**Work to complete:** Could you output every record again, exactly as given?

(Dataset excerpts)
PR #4711, opened 2021-06-25
Split contribution create effect. Make sure we do not create period

eodolphi:
contributions for non-periodic activities.

BB-18780 #resolve

If applicable

### DIFF
--- a/bluebottle/time_based/effects.py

**Exercise solution:**
PR #4711, opened 2021-06-25
Split contribution create effect. Make sure we do not create period

eodolphi:
contributions for non-periodic activities.

BB-18780 #resolve

If applicable

### DIFF
--- a/bluebottle/time_based/effects.py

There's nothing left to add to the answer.